= Beginning of Section =

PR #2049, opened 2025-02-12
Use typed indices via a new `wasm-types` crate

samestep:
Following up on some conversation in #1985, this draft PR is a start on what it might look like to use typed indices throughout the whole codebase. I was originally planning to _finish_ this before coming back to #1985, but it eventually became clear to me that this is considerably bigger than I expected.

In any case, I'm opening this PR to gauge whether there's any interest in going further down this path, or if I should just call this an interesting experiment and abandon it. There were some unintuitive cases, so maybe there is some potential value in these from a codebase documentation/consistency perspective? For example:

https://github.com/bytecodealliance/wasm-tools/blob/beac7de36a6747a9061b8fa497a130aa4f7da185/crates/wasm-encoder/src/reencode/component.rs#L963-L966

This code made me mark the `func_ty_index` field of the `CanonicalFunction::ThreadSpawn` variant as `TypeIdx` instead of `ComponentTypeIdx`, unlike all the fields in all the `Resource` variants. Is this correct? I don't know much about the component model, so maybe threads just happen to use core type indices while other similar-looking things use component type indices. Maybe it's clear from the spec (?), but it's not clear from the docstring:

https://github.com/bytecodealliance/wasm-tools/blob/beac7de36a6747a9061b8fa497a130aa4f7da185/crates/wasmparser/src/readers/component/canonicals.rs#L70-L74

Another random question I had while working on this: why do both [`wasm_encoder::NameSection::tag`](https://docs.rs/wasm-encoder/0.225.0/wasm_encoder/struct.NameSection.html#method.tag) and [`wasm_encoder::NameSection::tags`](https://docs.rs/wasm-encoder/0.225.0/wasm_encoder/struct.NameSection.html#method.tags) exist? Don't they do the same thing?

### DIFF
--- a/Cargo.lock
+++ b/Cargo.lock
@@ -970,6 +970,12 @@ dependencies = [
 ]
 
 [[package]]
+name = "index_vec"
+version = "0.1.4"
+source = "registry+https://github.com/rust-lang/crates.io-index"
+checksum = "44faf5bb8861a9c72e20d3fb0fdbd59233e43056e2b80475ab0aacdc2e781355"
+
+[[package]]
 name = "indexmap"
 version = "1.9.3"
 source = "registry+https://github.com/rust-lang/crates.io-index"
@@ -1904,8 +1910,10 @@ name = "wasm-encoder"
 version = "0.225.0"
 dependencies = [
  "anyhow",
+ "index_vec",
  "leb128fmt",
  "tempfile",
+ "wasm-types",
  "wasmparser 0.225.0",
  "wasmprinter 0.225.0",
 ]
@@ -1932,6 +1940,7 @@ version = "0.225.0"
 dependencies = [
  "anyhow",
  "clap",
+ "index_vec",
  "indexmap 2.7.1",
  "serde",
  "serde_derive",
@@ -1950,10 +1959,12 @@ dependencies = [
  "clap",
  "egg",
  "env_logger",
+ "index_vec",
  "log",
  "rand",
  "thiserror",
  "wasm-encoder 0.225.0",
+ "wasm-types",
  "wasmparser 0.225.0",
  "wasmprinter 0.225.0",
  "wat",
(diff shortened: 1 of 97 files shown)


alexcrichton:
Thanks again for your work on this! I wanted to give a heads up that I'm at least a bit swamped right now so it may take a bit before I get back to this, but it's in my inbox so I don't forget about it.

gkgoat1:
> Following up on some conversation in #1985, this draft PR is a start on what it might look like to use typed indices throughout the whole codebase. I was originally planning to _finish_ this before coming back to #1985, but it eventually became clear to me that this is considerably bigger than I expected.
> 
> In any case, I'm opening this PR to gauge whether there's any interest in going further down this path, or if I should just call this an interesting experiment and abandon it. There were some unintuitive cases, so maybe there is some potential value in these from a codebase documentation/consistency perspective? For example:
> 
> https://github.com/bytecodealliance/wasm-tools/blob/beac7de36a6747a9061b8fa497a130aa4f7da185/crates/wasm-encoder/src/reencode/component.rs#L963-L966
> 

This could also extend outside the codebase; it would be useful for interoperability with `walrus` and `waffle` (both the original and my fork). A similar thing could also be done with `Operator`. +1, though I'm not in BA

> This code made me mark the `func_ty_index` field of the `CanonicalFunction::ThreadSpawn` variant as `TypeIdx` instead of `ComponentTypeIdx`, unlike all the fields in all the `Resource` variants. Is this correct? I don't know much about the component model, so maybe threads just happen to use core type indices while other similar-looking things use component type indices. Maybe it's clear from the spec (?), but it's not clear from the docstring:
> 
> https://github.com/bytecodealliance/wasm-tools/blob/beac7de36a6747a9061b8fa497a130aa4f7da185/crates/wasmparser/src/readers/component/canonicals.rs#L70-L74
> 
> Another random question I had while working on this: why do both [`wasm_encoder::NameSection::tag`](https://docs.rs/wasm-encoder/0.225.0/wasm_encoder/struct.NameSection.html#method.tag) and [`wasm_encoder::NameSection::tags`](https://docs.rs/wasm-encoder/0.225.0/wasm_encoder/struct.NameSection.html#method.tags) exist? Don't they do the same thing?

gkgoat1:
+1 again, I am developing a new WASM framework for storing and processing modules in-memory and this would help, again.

= End of Section =

# Task objective
Return every line in the listing that contains the word "registry".

# Exercise response
+source = "registry+https://github.com/rust-lang/crates.io-index"
 source = "registry+https://github.com/rust-lang/crates.io-index"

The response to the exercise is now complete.